Lush has revealed plans to open a UK hotel as it detailed its response to President Donald Trump’s tariffs amid the ethical cosmetics retailer sinking further into the red.
The Dorset-headquartered company has included scant detail in its annual accounts about its plans for a new hotel but did say it is working with a “British partner”.
The move would be a first for the business which currently runs around 870 retail stores across the world.
Lush responds to Trump’s tariffs
Lush took the “sad decision” to close its Dusseldorf manufacturing site in 2024 and consolidate its North American production into its Toronto base. Dusseldorf’s production was moved to its UK factory in Poole.
In the accounts, the company said President Donald Trump’s 25 per cent tariff on Canada will lead to it “passing this tax directly to our American customers”.
It also confirmed that it does not plan to open a factory in the US.
Lush said it is looking to launch new franchises in Italy and France and is working with new partners in India and Indonesia.
It is also targeting around 30 outlets in these regions over the next decade as well as “a more imminent expansion” in Turkey and smaller markets such as Panama and Cyprus.
Retailer creates hundreds of jobs
The details on Lush’s plans for a UK hotel and its response to Trump’s tariffs and international expansion have been revealed in new accounts filed with Companies House.
They show that the firm’s turnover fell from £708.1m to £647.5m in the 12 months to 30 June, 2024, while its pre-tax loss widened from £28m to £42.5m.
In last year’s accounts, Lush had said its tie up deals with the SpongeBob SquarePants and Barbie brands were helping to boost sales.
Lush’s retail sales fell from £576.2m to £548m in the year while its digital sales went from £107.3m to £101.3m. Manufacturing turnover remained broadly flat at £24m.
The company’s average headcount jumped rom 13,034 to 13,614 while it operated 869 at year end, up from 857.
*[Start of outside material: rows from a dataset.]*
PR #314, opened 2023-05-26
clk: Set up LEAP/PDM clocks

povik:


povik:
Not sure how to make clang format do something sane with the clk_data structs, so this is not fully clang-formatted.

marcan:
Try putting a comma after the last element of the arrays. If that doesn't do something sane, just use `// clang-format off` and `// clang-format on` around them :)

marcan:
I think this just needs the clang-format fix to go in.

povik:
Ah, thought I pushed the format fix already. Indeed inserting a comma did the trick.

PR #326, opened 2023-08-29
fix ESR_EC macro

Pricx:
According to the manual, I fix the FEAT_PAuth ESR_EC macro

The manual says:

A “resilient, if not spectacular’ year
A statement signed off by the board said: “We began the year strongly, achieving total sales growth of 5.7 per cent in Q1.
“Our latest cross-brand collaborations, including Barbie and SpongeBob, proved popular with customers and helped to drive increased shop footfall and online traffic.
“However, Q2 delivered mixed results across our markets and we struggled to sustain the growth trajectory of the first quarter.
“December, our most important trading month, saw sales decline by 2.2 per cent.
“That said, there were many highlights to celebrate, including record-breaking sales days for nearly 100 stores and five countries (including the UK).
“We also recorded our highest ever daily revenue for a single store, with our incredible new Glasgow anchor taking over £100,000.
“Following Christmas, shifts in the calendar for internal product launches and seasonal events such as Easter and Mother’s Day caused some monthly fluctuations, however, overall sales remained broadly in line with last year.
“Over the past two years, global political and economic challenges have driven unprecedented levels of cost inflation.
“understandably, the business has prioritised mitigating significant increases in raw materials, ages and energy costs.
“More recently, our focus has shifted toward reigniting sales growth, and we are beginning to see positive signs.”
Lush added that in the final month of its financial year, its combined retail and digital sales grew by 3.2 per cent year on year.
The company described it as a “pleasing way to close what we’d describe as a resilient, if not spectacular, year”.